PROBLEM – Reply with one number: the count of lines in the data that hold the string "architectures".

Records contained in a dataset
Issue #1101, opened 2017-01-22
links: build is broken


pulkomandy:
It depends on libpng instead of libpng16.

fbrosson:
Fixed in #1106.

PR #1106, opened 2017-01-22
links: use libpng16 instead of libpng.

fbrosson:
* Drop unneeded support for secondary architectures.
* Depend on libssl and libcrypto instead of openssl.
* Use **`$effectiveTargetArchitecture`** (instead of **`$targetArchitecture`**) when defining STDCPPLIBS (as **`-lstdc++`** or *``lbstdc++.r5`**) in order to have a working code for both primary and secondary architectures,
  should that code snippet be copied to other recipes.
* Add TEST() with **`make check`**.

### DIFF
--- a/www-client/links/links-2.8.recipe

ANSWER AREA – 2